135 resized by limrodrigues, on Flickr

This last one is dark, I know, but I still kind of like the moody, abstract feel to it. I took the shot in B, camera steady on the stairway railing. Should have kept the shutter open one more second, but oh well. Next time. 
I could also scan it at a higher resolution so I can crop it. I'm interested in seeing if I can crop to draw more attention to that woman standing in the circle of light in the middle of the frame.



Grand Central resized by limrodrigues, on Flickr


----------



## sleist (May 10, 2014)

I like these a lot.  I think the last one may be too dark though.
2 and 3 are also a bit dark on the left side - particularly #2.
Makes them feel a little heavy on that side.


----------



## limr (May 10, 2014)

Thanks! I agree - they are all darker than I would like. Here are some crops. Do they help a little?

I prefer the second crop to the first one, but the second doesn't remove the ghosting. I don't really plan on doing much with these two, since I already have tons of views of the Chrysler from this perspective, but sometimes I like revisiting the same subject with different conditions/equipment to see what else I can do with it.

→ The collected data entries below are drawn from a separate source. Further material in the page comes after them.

PR #220, opened 2018-04-03
Add code for identifier, role dataset generation

zurk:
This PR is based on https://github.com/src-d/ml/pull/218

Includes:
- new algorithm
- new extractor
- new cmd entry point

PR #230, opened 2018-04-16
Split UAST extractor and add parquet loader

r0mainK:
**AFTER REBASING:**

- First commit is to split `UastExtractor` in order to separate the language selection from it. This allows us to remove part of the `ContentExtractor` class, add a `blacklist` feature to the selector (exclude languages instead of include them), and overall simplify this transformer. We may want to add `blacklist` as a flag ? Currently it is only used internally by `repos2ids`in order to select all non-null languages, but we could imagine a user wanting to use `repos2ids` to extract by language, or a user wanting to select languages by simply excluding some, e.g. all languages but `Java`

- Second commit replaces in all `repo2` commands the old loader with `create_uast_source`, so we can use parquet files as input always. I think it could be a good idea to update docs as well, so the uesr knows the parquet are expected to have been preprocessed in the apollo sense, i.e. filtered by language and uast already extracted. I aslo added the `pipeline_graph` to all commands that did not have it --no sense in not doing so

- Third commit adds testing for the parquet loader, as well as a dummy test for projector. Was wandering whether we should add a test for engine now, after the discussion we had


r0mainK:
Rebased off master to integrate `PR229`

sourced/ml/cmd_entries/args.py
```diff
@@ -67,3 +67,13 @@ def add_feature_args(my_parser: argparse.ArgumentParser, required=True):
...
+
+
+def add_bow_args(my_parser: argparse.ArgumentParser):
+    my_parser.add_argument(
+        "--bow", required=True, help="[OUT] The path to the Bag-Of-Words model.")
+    my_parser.add_argument(
+        "--batch", default=BOWWriter.DEFAULT_CHUNK_SIZE, type=int,
+        help="The maximum size of a single BOW file in bytes.")
+    my_parser.add_argument(
+        "--parquet", action="store_true", help="If it's parquet input.")
```
vmarkovtsev: Please rephrase the help message

vmarkovtsev: I don't see any relation between parquet and bow here...

r0mainK: there is none really, this is only added here until https://github.com/src-d/ml/pull/231 and https://github.com/src-d/ml/pull/232 are merged for consistency (232 changes the parsers in a simpler way). anyway, changing help msg to "Use Parquet files as input."

r0mainK:
@vmarkovtsev so regarding the idea of having a transformer pipeline grouping as many common tasks as possible, Konst actually told me the same thing during the draft of this PR, but slightly differently. Since we add the possibility to load repos from Parquet files for all `repo2 ...` tasks, he told me to create this function: https://github.com/src-d/ml/pull/231/files#diff-370750368c8314a487dfbae4ca854901R227 which achieves the same idea of chained Transformers. I hadn't included in this PR to makes reviews easier (but maybe splitting in 4 parts was a bit much). anyway giving that should I still go ahead with a `UASTPipeline` or ?

sourced/ml/transformers/basic.py
```diff
@@ -136,9 +136,16 @@ def __call__(self, files: DataFrame) -> DataFrame:
...
         filtered_by_lang = classified.filter(lang_filter)
+        return filtered_by_lang
+
+
+class UastExtractor(Transformer):
+    def __init__(self, **kwargs):
+        super().__init__(**kwargs)
+
+    def __call__(self, files: DataFrame) -> DataFrame:
         from pyspark.sql import functions
```
zurk: BTW, why do we have this import here?

sourced/ml/transformers/content2ids.py
```diff
@@ -146,17 +146,3 @@ def process(self, rows: RDD):
             .map(lambda x: Row(
                     token=x,
                     token_split=" ".join(TokenParser(min_split_length=1).split(x))))
-
-
-class ContentExtractor(Transformer):
```
zurk: you change it to
```python
-        .link(ContentExtractor()) \
+        .link(LanguageSelector(languages=args.languages)) \
```
here: https://github.com/src-d/ml/pull/230/files#diff-0a78c1a1a739541ac75c64d15c310dbeL15
and it is not the same.

We filter here only by the rule `"lang is not null"` and in `LanguageSelector` we have different. 
Also, we filter by content. 
Please check. 
You can
1.  leave it as is or 
2. modify `LanguageSelector` and maybe add some additional transformers.

r0mainK: 1. Regarding content, your are right I forgot to add the filtering to the ContentExtractor
2. Regarding language, after speaking with Waren he told me that yes, we could not filter language that way. Whenever Babelfish supports as much languages as Pygments it will not be a problem, however until then we should keep the "lang is not null" rule. I think the most logical is to do the following:
- make default language param to None
- if None, use rule "lang is not null"
- else do it that way
gonna push change, tell me what u think

zurk: > if language is None, use rule "lang is not null"
it is counterintuitive a bit. You can pass it as a string "lang is not null" instead of None.

r0mainK: okay, but I dont want to hardcode a test `if self.languages == lang is not null`, and using `lang_filter = classified.lang == "not null"` or `lang_filter = classified.lang == "lang is not null"` will not work. I think in this case it is best to add a boolean `blacklist` that defaults to False, but if set to True will exclude by language, e.g. for languages = [null, Python, Java]: 
- `blacklist` is False: `lang_filter = lang == null OR lang == Python OR lang == Java`
- `blacklist` is True: `lang_filter = lang != null AND lang != Python AND lang == Java`
That way we will be able to exclude languages in an easier way then by passing a long list of languages to keep

zurk: ok.

vmarkovtsev:
Waiting for https://github.com/src-d/ml/pull/240 to remove some of the edits from here

r0mainK:
@vmarkovtsev @zurk finished rebasing off #240, I closed #232 and #231 since all changes they brought are either merged, or in this PR (thought it would be easier to review this way). I updated the PR description so you can have an overview of the _new_ new changes

vmarkovtsev:
@zurk Is on vacation. @EgorBu do you see any problems?

sourced/ml/cmd_entries/repos2coocc.py
```diff
@@ -3,24 +3,20 @@
...
+    BagFeatures2DocFreq, Uast2BagFeatures, Counter, UastRow2Document, create_uast_source
 from sourced.ml.utils.engine import pipeline_graph, pause
 
 
 @pause
 def repos2coocc_entry(args):
     log = logging.getLogger("repos2coocc")
-    engine = create_engine("repos2coocc-%s" % uuid4(), **args.__dict__)
     id_extractor = IdentifiersBagExtractor(docfreq_threshold=args.min_docfreq,
                                            split_stem=args.split_stem)
```
EgorBu: There is no argument `--split-stem`. https://github.com/src-d/ml/pull/220/files - this is the PR that broke cooc extraction because `split-stem` was replaced with `split` and in `repos2coocc_entry` it's still `split_stem=args.split_stem`

sourced/ml/transformers/basic.py
```diff
@@ -225,13 +237,18 @@ def create_parquet_loader(session_name, repositories,
     return parquet
 
 
-def create_uast_source(args, session_name, select=HeadFiles):
+def create_uast_source(args, session_name, select=HeadFiles, language_selector=None,
+                       extract_uast=True):
```
EgorBu: Please add docs. It's not clear why it should return `root` and `start_point`. 
`extract_uast` and other arguments are not used in case of `parquet` - maybe it's better to split this function.
It depends on `add_repo2_args` where `parquet` flag is added - so it should be checked that `args` has `parquet` or it should be mentioned that `add_repo2_args` should be used on a parser.

sourced/ml/transformers/basic.py
```diff
@@ -225,13 +237,18 @@ def create_parquet_loader(session_name, repositories,
...
     if args.parquet:
         start_point = create_parquet_loader(session_name, **args.__dict__)
         root = start_point
```
EgorBu: I think it should check the availability of `uast`  field according to argument `extract_uast`.
You can receive a list of column names like this `root.schema.names` - it will allow debugging errors faster and easier.

sourced/ml/transformers/basic.py
```diff
@@ -125,21 +125,33 @@ def __call__(self, head: RDD):
...
-        return uasts
+        return filtered_by_lang
+
+
+class UastExtractor(Transformer):
+    def __init__(self, **kwargs):
+        super().__init__(**kwargs)
+
+    def __call__(self, files: DataFrame) -> DataFrame:
+        return files.extract_uasts().where(functions.size(functions.col("uast")) > 0)
```
EgorBu: good to add an explanation why we need only uasts longer than 0. (if uast was extracted -> not empty list of results)

sourced/ml/cmd_entries/repos2roles_and_ids.py
```diff
@@ -1,24 +1,25 @@
...
-        .link(UastExtractor(languages=args.languages)) \
+    start_point \
         .link(UastRow2Document()) \
         .link(Cacher.maybe(args.persist)) \
         .link(UastDeserializer()) \
         .link(Uast2BagFeatures([RolesAndIdsExtractor(args.split)])) \
         .link(Rower(lambda x: dict(identifier=x[0][0], role=x[1]))) \
         .link(CsvSaver(args.output)) \
         .execute()
+    pipeline_graph(args, log, root)
```
EgorBu: is it the only reason to have `root` in `create_uast_source`?

sourced/ml/transformers/basic.py
```diff
@@ -225,13 +237,18 @@ def create_parquet_loader(session_name, repositories,
...
         root = create_engine(session_name, **args.__dict__)
+        if language_selector is None:
+            language_selector = LanguageSelector(languages=args.languages)
         start_point = Ignition(root, explain=args.explain) \
             .link(select()) \
-            .link(UastExtractor(languages=args.languages))
+            .link(language_selector)
+        if extract_uast:
+            start_point = start_point.link(UastExtractor())
     return root, start_point
```
EgorBu: I think it could be worth to create some hook and pass `pipeline_graph` instead of returning `root`

sourced/ml/cmd_entries/repos2coocc.py
```diff
@@ -40,11 +36,11 @@ def repos2coocc_entry(args):
         .greatest(args.vocabulary_size) \
         .save(args.docfreq)
 
-    token2index = engine.session.sparkContext.broadcast(df_model.order)
+    token2index = root.session.sparkContext.broadcast(df_model.order)
```
EgorBu: Can you use `session` from `start_point`?

sourced/ml/cmd_entries/repos2coocc.py
r0mainK: okay, changing to split

vmarkovtsev:
@EgorBu do you approve?

vmarkovtsev:
@r0mainK better late than never! Good job.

Actually, the more I look at them, I'm finding that I like the sky in the first crop much better.




This one is still very dark, obviously, and there's only so much I can do with it, but maybe this makes it a tiny bit less heavy.

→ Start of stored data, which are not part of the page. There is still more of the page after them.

PR #234, opened 2018-04-17
Doc: re-using Apache Spark installation

### LINKED ISSUE #233: Option to avoid downloading Apache Spark on every install
Sorry if I'm missing something here, but right now `sourced.ml` library has, what seems to be a [mandatory dependency](https://github.com/src-d/ml/blob/master/requirements.txt#L9) on Apache Spark though `pip`.

As a user of src-d/ml, I would expect this library to let me avoid downloading 188Mb of Apache Spark as a dependency, and instead let me choosing my local Apache Spark installation \w pySpark through `$SPARK_HOME`.

Same way as it's not fetching Tensorflow and libxml2 and just mention them in https://github.com/src-d/ml#installation

bzz:
Fixes #233

### DIFF
--- a/README.md
+++ b/README.md
@@ -22,11 +22,20 @@ Here is the list of proof-of-concept projects which are built using sourced.ml:
 
 ## Installation
 
+### With Apache Spark included
 ```
 pip3 install sourced-ml
 ```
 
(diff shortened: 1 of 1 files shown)


vmarkovtsev:
Awesome, thanks.

PR #237, opened 2018-04-19
Fix: Add try/except to VERSION detection

r0mainK:
Simple PR to add a `try`/`except` block in the engine version detection, and default to "0.5.7" if the engine is not detected. This solves a very dumb bug that happens when using Spark in Cluster mode with `ml`, that I describe below. I had not seen it until now because I was replacing this detection with the appropriate `engine` version, e.g. `VERSION = "0.5.7"`, due to a different bug (something to do with `pip` version 9.2). Since with version 10 of `pip` we now use `pkg_ressources` to detect the `engine` version, I updated the detection and the bug popped up.

**Bug description:** 

When using `ml` with Spark in Cluster mode, we zip `ml` and `engine` then add the zip via `addPyFile` to each worker. If this is not done, our tasks fail, given workers do not have `ml` and `engine` installed. This means that neither `pip` nor `pkg_ressources` can detect ml/engine from within the workers, which is problematic because in `sourced/ml/utils/engine.py` that is exactly what we try to do in order to detect the engine version.

Now the annoying thing is that we detect the engine version to specify the correct `engine` jar to be passed to the workers, but once inside the workers there is no need to do so. However, when running jobs this still happens, probably due to some import that leads the worker to check out `sourced/ml/utils/engine.py`, which raises a `DistributionNotFound` error.

This will solve the error by defaulting to a possibly fake engine version, which in all cases will not be used. It is not problematic because if the `engine` is not present, since we still do `from sourced.engine import Engine` in the same file, we will get an `ImportError`.

### DIFF
--- a/sourced/ml/utils/engine.py
+++ b/sourced/ml/utils/engine.py
@@ -1,6 +1,6 @@
 import functools
 import logging
-from pkg_resources import get_distribution
+from pkg_resources import get_distribution, DistributionNotFound
 from sourced.engine import Engine
 from sourced.ml.utils.spark import add_spark_args, assemble_spark_config, create_spark
 
@@ -24,7 +24,10 @@ class EngineDefault:
     Default arguments for create_engine function and __main__
     """
     BBLFSH = "localhost"
-    VERSION = get_distribution("sourced-engine").version
+    try:
+        VERSION = get_distribution("sourced-engine").version
+    except DistributionNotFound:
+        VERSION = "0.5.7"
 
 
 def add_engine_args(my_parser, default_packages=None):
--- a/sourced/ml/utils/engine.py
+++ b/sourced/ml/utils/engine.py
@@ -1,5 +1,6 @@
 import functools
 import logging
+import requests
 from pkg_resources import get_distribution, DistributionNotFound
 from sourced.engine import Engine
 from sourced.ml.utils.spark import add_spark_args, assemble_spark_config, create_spark
@@ -19,22 +20,11 @@ class EngineConstants:
         Uast = "uast"
 
 
-class EngineDefault:
-    """
-    Default arguments for create_engine function and __main__
-    """
-    BBLFSH = "localhost"
-    try:
-        VERSION = get_distribution("sourced-engine").version
-    except DistributionNotFound:
-        VERSION = "0.5.7"
-
-
 def add_engine_args(my_parser, default_packages=None):
     add_spark_args(my_parser, default_packages=default_packages)
-    my_parser.add_argument("--bblfsh", default=EngineDefault.BBLFSH,
+    my_parser.add_argument("--bblfsh", default=None,
                            help="Babelfish server's address.")
-    my_parser.add_argument("--engine", default=EngineDefault.VERSION,
+    my_parser.add_argument("--engine", default=None,
                            help="source{d} engine version.")
     my_parser.add_argument("--repository-format", default="siva",
                            help="Repository storage input format.")
@@ -42,8 +32,9 @@ def add_engine_args(my_parser, default_packages=None):
                            help="Print the PySpark execution plans.")
 
 
-def add_engine_dependencies(engine=EngineDefault.VERSION, config=None, packages=None):
-    config.append("spark.tech.sourced.engine.cleanup.skip=true")
+def add_engine_dependencies(engine, config=None, packages=None):
+    # to clean up unpacked Siva files, see https://github.com/src-d/engine/issues/348
+    config.append("spark.tech.sourced.engine.cleanup.skip=false")
     packages.append("tech.sourced:engine:" + engine)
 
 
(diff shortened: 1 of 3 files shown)


r0mainK:
Since coverage was failing I added tests for `add_bblfsh_dependencies` and `add_engine_dependencies`. I saw that we specified `spark.tech.sourced.engine.cleanup.skip=true`, and changed the value to `false`  because it seems to me we would want to delete the `unpacked` siva files after using them ? 

If not, then will revert, else we can merge this whenever.

r0mainK:
So as explained [here](https://github.com/src-d/engine/issues/348) `spark.tech.sourced.engine.cleanup.skip` should have been set to `false` all along.

sourced/ml/utils/engine.py
```diff
@@ -40,7 +43,7 @@ def add_engine_args(my_parser, default_packages=None):
 
 
 def add_engine_dependencies(engine=EngineDefault.VERSION, config=None, packages=None):
-    config.append("spark.tech.sourced.engine.cleanup.skip=true")
+    config.append("spark.tech.sourced.engine.cleanup.skip=false")
```
vmarkovtsev: But why?

sourced/ml/utils/engine.py
```diff
@@ -24,7 +24,10 @@ class EngineDefault:
     Default arguments for create_engine function and __main__
     """
     BBLFSH = "localhost"
-    VERSION = get_distribution("sourced-engine").version
+    try:
+        VERSION = get_distribution("sourced-engine").version
+    except DistributionNotFound:
+        VERSION = "0.5.7"
```
vmarkovtsev: Would be nice to show a warning in the logs. Also query the version from GitHub API for releases (`import requests`)

sourced/ml/utils/engine.py
vmarkovtsev: OK, now I see. Better to include it into a comment above wit ha link

sourced/ml/utils/engine.py
r0mainK: done

r0mainK:
@vmarkovtsev Still the same coverage error, I had to take out the check on engine version since its subject to change - don't know why but the query to github worked on one side and not the other -> https://travis-ci.org/src-d/ml/jobs/370593538

r0mainK:
Okay so I thought this was good after testing it on k8, but when running apollo today I got this error: `KeyError: 'tag_name'`

After digging a bit, since I was sure the key was correct, I understood why it was happening:
```
>>> j = get("https://api.github.com/repos/src-d/engine/releases/latest") \
...             .json()
>>> j
{'message': "API rate limit exceeded for 88.2.81.45. (But here's the good news: Authenticated requests get a higher rate limit. Check out the documentation for more details.)", 'documentation_url': 'https://developer.github.com/v3/#rate-limiting'}
```

Im guessing its because each executor makes a call to the API. Should we revert to hard coding a version ?

smola:
@r0mainK You probably want to make a single API call when starting the driver, then broadcast the version to executors.

r0mainK:
@smola Yeah I see your point, but I think i found a simpler solution - to be honest these defaults are not intended to be used nowhere else then during command parsing as explained at the get go, and the class description, the only reason we need to do all this is bc the class is defined in the outer scope so each executor run the code regardless, probably after some import.

I think the best thing to do is:
- remove the class
- in `add_engine_args` replace defaults with None
- in `add_engine_dependencies` take out the default
- in `create_engine` test if `engine`/`bblfsh`is None, then do the calls.

I just tested it and it works

r0mainK:
@vmarkovtsev if you are satisfied with changes I think you can relaunch the build (need write access to do it on Travis) and this can be merged - Im guessing the build will succeed since it failed only on Python3.6 after not being able to DL Spark

sourced/ml/utils/engine.py
```diff
@@ -1,6 +1,7 @@
 import functools
 import logging
-from pkg_resources import get_distribution
+from requests import get
```
vmarkovtsev: "get" is too common, better to import requests and use `requests.get`

sourced/ml/utils/engine.py
```diff
@@ -24,23 +25,30 @@ class EngineDefault:
...
     """
     BBLFSH = "localhost"
-    VERSION = get_distribution("sourced-engine").version
+    try:
+        VERSION = get_distribution("sourced-engine").version
+    except DistributionNotFound:
+        log = logging.getLogger("engine_version")
+        VERSION = get("https://api.github.com/repos/src-d/engine/releases/latest") \
+            .json()["tag_name"].replace("v", "")
+        log.warning("Engine not found, queried GitHub to get latest release tag (%s)", VERSION)
```
vmarkovtsev: the latest

sourced/ml/utils/engine.py
```diff
@@ -49,10 +57,20 @@ def add_bblfsh_dependencies(bblfsh, config=None):
...
-                  bblfsh=EngineDefault.BBLFSH,
-                  engine=EngineDefault.VERSION,
+                  bblfsh=None,
+                  engine=None,
                   config=None, packages=None, memory="",
                   repository_format="siva", **spark_kwargs):
+    if not bblfsh:
+        bblfsh = "localhost"
+    if not engine:
+        try:
```
vmarkovtsev: This is a duplication, please refactor this into a function and use in two places

r0mainK: my bad I forgot to delete the class `EngineDefaults`, so this is now only used in `create_engine`. the multiple calls to the APIs were done because in the executors there was imports done to this file, which prompted the class to be redefined each time. since the class is used nowhere else I don't think its useful to keep it - I don't really see a situation where we would need to use it either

The one of the door I didn't try to crop. It does get a little heavy on the left side, but there's still enough detail in the shadows that you can see it's the rest of the doorway. Cropping that out would feel too abrupt. 

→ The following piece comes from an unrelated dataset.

PR #240, opened 2018-04-30
FIX: Spark loader and Parser

r0mainK:
This PR contains twos fixes, and also changes a bit the requirements file.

These are basically all "almosts" but again, a lot better than what I expected from this camera


----------



## sleist (May 10, 2014)

The cropping helped the 2nd one, but also took a bit away.
I don't mind the ghosting in one - it gives it character, but it does look a little like the reflection from a window.


----------



## limr (May 11, 2014)

sleist said:


> The cropping helped the 2nd one, but also took a bit away.
> I don't mind the ghosting in one - it gives it character, but it does look a little like the reflection from a window.



Thanks for the feedback!

The ghosting is a bit curious, actually. It's not a double exposure, I rechecked the negatives and there's no overlap of the frames, and I had the window open when I shot this. The window was on the left side of the camera.

This is also an old camera, as I said, and the lens was actually a tiny bit cockeyed, so I wonder if it did catch a reflection somehow. Mysteries!


----------



## mmaria (May 12, 2014)

ok two things...

I actually like the last the most.

and second thing is.... please don't leave tpf over some other forum...


----------



## limr (May 12, 2014)

mmaria said:


> ok two things...
> 
> I actually like the last the most.
> 
> and second thing is.... please don't leave tpf over some other forum...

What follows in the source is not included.